In case you missed it (or just want to be reminded of how good some of the stuff shown there was), here’s an alphabetical recap of some of the best brands we saw….
This relatively new New York-based line is gender fluid but it hit the men’s topcoat trend smack on the head with its mustard overcoat with a fuzzy shearling collar.
A Danish knitwear label, Andersen-Andersen is completely on point for the season with its super high-quality sweaters that are often based on traditional military patterns. Many of the drool-worthy men’s jumpers that are featured in the movie “Dunkirk” have their (actually buyable) compatriots here.
Another knitwear star of Man, this five-year-old Japanese brand produces sweaters ($107 wholesale) made from anti-pilling wool that are reminiscent of classic and clean Benetton models from the late 1980s, albeit with a Japanese twist.
This young and inventive sneaker brand from Los Angeles continues to impress with thick, chunky-soled models that now often feature Vibram soles.

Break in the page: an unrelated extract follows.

Issue #236, opened 2026-03-03
FlashWriter::write fails with ProgrammingError


EvanLF6768:
`FlashWriter::write` fails and returns `ProgrammingError` due to incorrect sequencing of operations in its implementation.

New York-based Druthers, which launched three years ago, continues to impress with its colorful socks and boxer shorts. But new for fall 2018 is a terry cloth robe based on one for professional boxers that is (pardon the pun)…. a total knockout.
The long-established British mainstay never gets it wrong. But we were especially feeling its camouflage collaboration with military brand Arktis for fall.

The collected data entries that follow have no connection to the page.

PR #284, opened 2022-06-11
audio: add workaround for AI DMA hardware bug

rasky:
The AI DMA has a curious bug: if the address being transferred ends
exactly at a 0x2000 address boundary, next transfer gets corrupted
as the transfer happens from a location different than that requested.

The reason is possibly that the address register is split in two halves
with the lower part being 13 bit, and the carry from lower to higher is
delayed.

Add a workaround for it, adjusting the pointer in the rare case we get
such a pointer from the allocator.

Manually tested by forcing a reproduction of the bug, and then fixing it.


rasky:
Finally tested on real hardware, forcing a reproduction of the bug. It works.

Outdoor + Fashion = Complete Freshness continues to be the driving force of this incredible shoe line. It too is suddenly all about the rather chunkier sole/heel.
This Portuguese brand just silenced any doubt that corduroy coats with shearling collars will be guys’ must-wears come fall. And, as always, it did it so well…
This LA-based brand really impressed with its workwear and luxury-inspired outerwear and super-cool denim washes.
A new sneaker brand from ALIFE founder Arnaud Dellecolle, its name means both “construction site” and “work of art” in Portuguese. With its orange safety details it is a bit of the former and sleek look something of the latter. Prices are $120-$160.
Oliver offered another really lovely collection. But just in case you haven’t realized that a corduroy jacket with a shearling collar will be big for fall 2018, here’s yet another reminder….
This new, rather preppy brand explored both the corduroy revival trend and the “millennial pink” one by offering pink blazers made with uber-masculine waxed canvas.
A trendy kimono jacket but in traditional Harris Tweed? We love a mash-up!